[Stored data entries]
·····

PR #180, opened 2020-09-18
Add hasSite and isSiteOf relationships

### LINKED ISSUE #177: Add isSiteOf/hasSite
We prototyped this in earlier papers (e.g. Mortar).

Goal is to include a relationship that captures which individuals in a graph are associated with a Site.

shreyasnagare:
The new properties can be used to capture relationships between individuals in a graph and sites associated with them.

Closes #177

### DIFF
--- a/shacl/BrickShape.ttl
+++ b/shacl/BrickShape.ttl
@@ -71,13 +71,19 @@ bsh:hasPointRangeShape a sh:NodeShape ;
 
 bsh:hasSiteHasLocationShape a sh:NodeShape ;
     sh:property [ sh:class brick:Site ;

·····

## What the task requires
Print the line that contains "Goal is to include", then every later line of the entries above up to and including the last, all exactly as written.

## Result of this exercise
Goal is to include a relationship that captures which individuals in a graph are associated with a Site.

shreyasnagare:
The new properties can be used to capture relationships between individuals in a graph and sites associated with them.

Closes #177

### DIFF
--- a/shacl/BrickShape.ttl
+++ b/shacl/BrickShape.ttl
@@ -71,13 +71,19 @@ bsh:hasPointRangeShape a sh:NodeShape ;
 
 bsh:hasSiteHasLocationShape a sh:NodeShape ;
     sh:property [ sh:class brick:Site ;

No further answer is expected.